Edit: Just to quickly elaborate on the infinite scrolling: FastMail takes the
total number of messages in a given folder and uses that to calculate the size
of the viewport. When you scroll to a given position, it fires off a small
AJAX request for _just_ the messages that are in view. Since each message is a
fixed height, it gives them a lot of flexibility for calculating what to show.

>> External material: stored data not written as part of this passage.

PR #672, opened 2019-01-03
671 - remove references to pre/post option

### LINKED ISSUE #671: Remove deprecated options from generated project config files
Deprecated project config options should not be present in generated project config files (ne sample.yml).

1. `pre`
2. `post`

ethagnawl:
Closes #671

### DIFF
--- a/.travis.yml
+++ b/.travis.yml
@@ -24,7 +24,10 @@ matrix:
   allow_failures:
     - env: TMUX_VERSION=1.7
 before_install:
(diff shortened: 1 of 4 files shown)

Also, FWIW, they do support message threading.

------
blueskin_
Gmail used to be great back in the early 2000s, but its time has long passed.
The metro-ified UI is ugly and clearly only designed for tablets, options are
steadily being hidden or removed, and the privacy concerns have only got
worse. Not to mention, if you want to use a better client such as Thunderbird,
their IMAP is glacially slow and often breaks altogether. The only other
alternative is to use POP3 to bulk download all mail and sort through it
locally.

I switched from gmail to running my own mailserver a couple of years ago; best
decision I ever made about email. It's faster, more private, I can issue my
own DKIM keys (and I know my signatures haven't been messed with), and I get
sane spam filtering with visible scores that doesn't source its data from
other people's email and has a much lower false positive and false negative
rate, which only improves via Bayesian learning.

------
iLoch
Well if we're offering our suggestions for alternatives, I'll throw
Outlook.com in the hat. I use it daily and find it as easy to use as Gmail, if
not easier. Perhaps it's missing a few features that Gmail's got going for it
like the tabs - but that doesn't bother me that much.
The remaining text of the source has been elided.